# What the exercise asks
Output, word for word, the span of lines that starts at the one containing "persist + existing" and ends at the last line of the records.

# Provided records
PR #839, opened 2026-09-01
fix(cli): persist documented skills.config.* via config set

### LINKED ISSUE #834: [Bug]: agentos config set cannot persist documented skills.config.* keys (wiki.path)
### Duplicate check

### AgentOS version or commit

### Area

CLI

### Reproduction steps

```sh
```

```sh
```

### Expected behavior

```sh
```

### Actual behavior

Step 3 fails:

```
```

```
```

### Environment

tyler-james-bridges:
Fixes #834

## Summary
- `docs/configuration.md` documents `agentos config set skills.config.wiki.path /srv/wiki`. That command failed with `Key not found` because `_set_key` only overwrites keys already present in `to_toml_dict()`.
- `to_toml_dict()` omits empty `skills.config` (rollback-compat), so the documented free-form skill-settings map could never be created through this CLI.
- `_set_key` now creates missing intermediate dicts **only** under `skills.config.*`. Unknown keys outside that map still fail (typo guard). Existing model fields like `skills.max_skills_prompt_chars` still work.
- The docs example now includes `--config`, matching the persist table. The no-`--config` env-export path is not the persist mechanism for this map.

## Test plan
- [x] `_set_key` creates `skills.config.wiki.path` and `config_vars._value_at(cfg, "wiki.path")` returns `/srv/wiki`
- [x] `_set_key` still rejects `skills.no_such_key`
- [x] CLI `--config` persist + existing field + unknown key tests in `tests/test_cli/test_config_cmd.py`
- [ ] `uv run pytest tests/test_cli/test_config_cmd.py -q`

Default tests stay offline and credential-free.

### DIFF
--- a/docs/configuration.md
+++ b/docs/configuration.md
@@ -204,7 +204,7 @@ there is nothing to hide and a visible, diffable setting is easier to share and
 review:
 
 ```sh
-agentos config set skills.config.wiki.path /srv/wiki
+agentos config set skills.config.wiki.path /srv/wiki --config ~/.agentos/config.toml
 ```
 
 When the agent opens the skill, the values currently in effect are appended to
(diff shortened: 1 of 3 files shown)


andreapn (approved):
LGTM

# Exercise answer
- [x] CLI `--config` persist + existing field + unknown key tests in `tests/test_cli/test_config_cmd.py`
- [ ] `uv run pytest tests/test_cli/test_config_cmd.py -q`

Default tests stay offline and credential-free.

### DIFF
--- a/docs/configuration.md
+++ b/docs/configuration.md
@@ -204,7 +204,7 @@ there is nothing to hide and a visible, diffable setting is easier to share and
 review:
 
 ```sh
-agentos config set skills.config.wiki.path /srv/wiki
+agentos config set skills.config.wiki.path /srv/wiki --config ~/.agentos/config.toml
 ```
 
 When the agent opens the skill, the values currently in effect are appended to
(diff shortened: 1 of 3 files shown)


andreapn (approved):
LGTM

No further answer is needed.